Aïe, maintenant je doute. Il peut s'agir d'un petit lavabo mural en faïence, pas comme ceux que l'on trouve dans les salles de bain, mais avec une cuvette plus petite et plutôt décorative (et "fontaine" parce que le réservoir est apparent). Ce serait quelque chose comme ceci. Attendez d'autres avis.


----------



## simenon

Merci, Marie. Il s'agit peut-être de celui-là. Quant à l'histoire du placard de Maigret? Pourrait-il s'agir d'une petite chambre?


----------



## Marie3933

Non. En principe, un placard est une grande armoire, avec une porte qui va jusqu'au sol. Une personne (-> une fontaine murale) peut y tenir.


> Placard : cour. Enfoncement, recoin de mur, de cloison, fermé par une porte et  constituant une armoire fixe. Par  ext. Assemblage de menuiserie fixé à un mur et  destiné au même usage. ➙ vx  armoire.  _Mettre des vêtements dans un placard. Placard-penderie. __Placard de  cuisine_. (Robert)


S'il s'agissait d'une petite pièce, on dirait "un cagibi" ou "un réduit".


----------



## simenon

Donc une fontaine est un lavabo? Mais est-il possible qu'il y ait un lavabo à l'intrieur d'un placard? 
J'ai fait quelque recherche dans les tradutions en italien de quelques Maigret et j'ai découvert qu'une fois on a traduit "fontaine d'émail" avec l'équivalent de "lavabo en fer émaillé". Mais je ne suis pas encore convaincue. 
Je ne comprends pas bien la définition du Trésor où l'on dit que "fontaine" est un: * "*Récipient muni d'un couvercle, d'un robinet et associé à un bassin, dans lequel on garde de l'eau pour les usages domestiques. _Fontaine murale; fontaine en faïence __Paradis (...) désigne une petite fontaine en émail décoré de fleurs et pendue au mur.  Y a d'quoi se laver les mains_ (BARBUSSE, _Feu, _1916, p. 326)."
Je ne comprends pas comme cette fontaine puisse avoir en même temps un robinet et un couvercle. Pour vous est-il évident de quoi il s'agit?


----------



## matoupaschat

Dans l'atelier d'imprimerie, il s'agit sans aucun doute d'un lavabo en fonte émaillée car la faïence était trop chère et trop fragile pour être installée dans un atelier de ce genre.
Pour le reste, tu as, je suppose, déjà remarqué que le Trésor est un instrument très utile, mais qu'il ne brille pas toujours par sa modernité, et donc qu'il ne faut pas prendre au pied de la lettre ce qu'il raconte: une fontaine peut très bien être un petit lavabo, sans qu'il y ait nécessairement un convercle etc. 
Ciao.


----------



## simenon

Merci, Matoupaschat, votre avis me réconforte. Il est vrai que le Trésor ne brille pas toujours pour sa modernité, mais il faut dire que le texte en question n'est pas tellement contemporaine. En tout cas, maintenant je suis convaincue. Donc l'autre traducteur avait raison et moi aussi je vais traduire à peu près comme lui, c'est-à-dire avec l'équivalent de "lavabo en fonte émaillée". Merci encore et bonne journée.


----------



## JeanDeSponde

Il me semble que, depuis le début de cette discussion, les modernes _foreros_ ont oublié les progrès de la civilisation...
Dans notre monde moderne, l'eau qui coule d'un robinet vient d'un tuyau relié à un réseau de distribution.
Et coule dans un lavabo / évier / baignoire etc. relié à un réseau d'écoulement (tout-à-l'égout).

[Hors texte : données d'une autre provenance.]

PR #17846, opened 2025-02-28
[core] AddBefore/After/At option variant, as with Add/First/Last

ferdymercury:
# This Pull request:

## Changes or fixes:

Fixes https://its.cern.ch/jira/browse/ROOT-9288 (the first part)

## Checklist:

- [ ] tested changes locally

### DIFF
--- a/core/cont/inc/TList.h
+++ b/core/cont/inc/TList.h
@@ -85,10 +85,15 @@ public:
    void              AddLast(TObject *obj) override;
    virtual void      AddLast(TObject *obj, Option_t *opt);
    void              AddAt(TObject *obj, Int_t idx) override;
+   void              AddAt(TObject *obj, Int_t idx, Option_t *option);
    void              AddAfter(const TObject *after, TObject *obj) override;
    virtual void      AddAfter(TObjLink *after, TObject *obj);
+   void              AddAfter(const TObject *after, TObject *obj, Option_t *option);
+   void              AddAfter(TObjLink *after, TObject *obj, Option_t *option);
    void              AddBefore(const TObject *before, TObject *obj) override;
    virtual void      AddBefore(TObjLink *before, TObject *obj);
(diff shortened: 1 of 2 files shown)


silverweed:
Do we really want to add support for a class that users are not supposed to ever use directly anymore? Is there a compelling current use case that requires this?

ferdymercury:
> Do we really want to add support for a class that users are not supposed to ever use directly anymore? Is there a compelling current use case that requires this?

Maybe it's better to ask the reporter of the JIRA ticket, who requested it, if he really needs it.
I am happy either way, if not, in that case https://its.cern.ch/jira/browse/ROOT-9288 can be closed as won't fix.

silverweed:
Let's wait for @dpiparo and @pcanal's opinion on this.
The jira ticket is almost 7 years old at this point, so I doubt it's still relevant (but if we manage to contact the user we can hear what they have to say)

dpiparo:
Even if this is a legacy class, since this nice work has been done, I would be in favour of merging and finally address the JIRA item.

dpiparo:
@pcanal ?

core/cont/inc/TList.h
```diff
@@ -85,10 +85,15 @@ friend  class TListIter;
    void              AddLast(TObject *obj) override;
    virtual void      AddLast(TObject *obj, Option_t *opt);
    void              AddAt(TObject *obj, Int_t idx) override;
+   void              AddAt(TObject *obj, Int_t idx, Option_t *option);
```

Mais, anciennement, le _lavabo_ était une simple cuvette que l'on remplissait par exemple avec un broc, et que l'on allait vider ensuite (en général hors de la maison).
Une _fontaine_ (dans une maison, un café..) désignait un récipient (en général fixé au mur), au dessus de la cuvette, que l'on remplissait avec un broc, et qui avait à sa base un robinet.
En ouvrant le robinet de l'eau s'écoulait dans la cuvette.
Cette fontaine était donc en général protégée par un couvercle, pour que l'eau stockée reste propre.

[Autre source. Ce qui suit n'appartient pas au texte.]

PR #17852, opened 2025-02-28
[Minuit2] Modernize linear algebra code

guitargeek:
Part of the modernization campain to make the Minuit2 code more accessible to Minuit2 users and developers.

This commit is about modernizing and isolating the linear algebra code that deals with symmetric matricies and vectors.

  * Translate Fortran-style C++ to more idiomatic C++. This should have a positive effect on performance, because the typical manual loop unrolling from Fortran only gets in the way of the optimizations in modern C++ compilers.

  * Greatly simplify class sturcture of `ABObj` and friends helper classes for the linear algebra operators, thanks to what is possible with C++ now

  * Merge all headers relevant to linear algebra in Minuit into `MnMatrix.h`

  * Merge all `.cxx` sources to one translation unit (`MnMatrix.cxx`)

  * Avoid using preprocessor macros

  * Various other refactorings without affecting the functionality


lmoneta (approved):
LGTM!
Thank you Jonas for re-arrenging and modernize the linear algebra code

La fontaine de Simenon n'est donc pas le lavabo ou la cuvette : c'est la réserve d'eau, que l'on installe au dessus du lavabo, quand il n'y a pas de tuyau d'eau présent.


----------



## simenon

Merci JeanDeSponde. Donc, dans mon cas, selon vous, il s'agit de cette fontaine là? Le texte est des années 40. Les égout existait déjà évidemment, mais peut-être que dans l'atélier il n'y avait pas de tuyau pour décharger l'eau. En ce cas, il ne me resterait que à découvirire comment cette fontaine (ce réservoir d'eau) s'appelait en Italie. Ah, dernière chose, cette fontaine savez-vous si d'habitude était en fonte émaillée ou bien en céramique émaillée?


----------



## JeanDeSponde

Les fontaines, lavabos et cuvette pouvaient être faites en n'importe quoi selon les cas - il n'y avait pas d'habitude générale...
Comme signalé par Matoupaschat, dans un atelier il s'agissait très probablement de fonte émaillée.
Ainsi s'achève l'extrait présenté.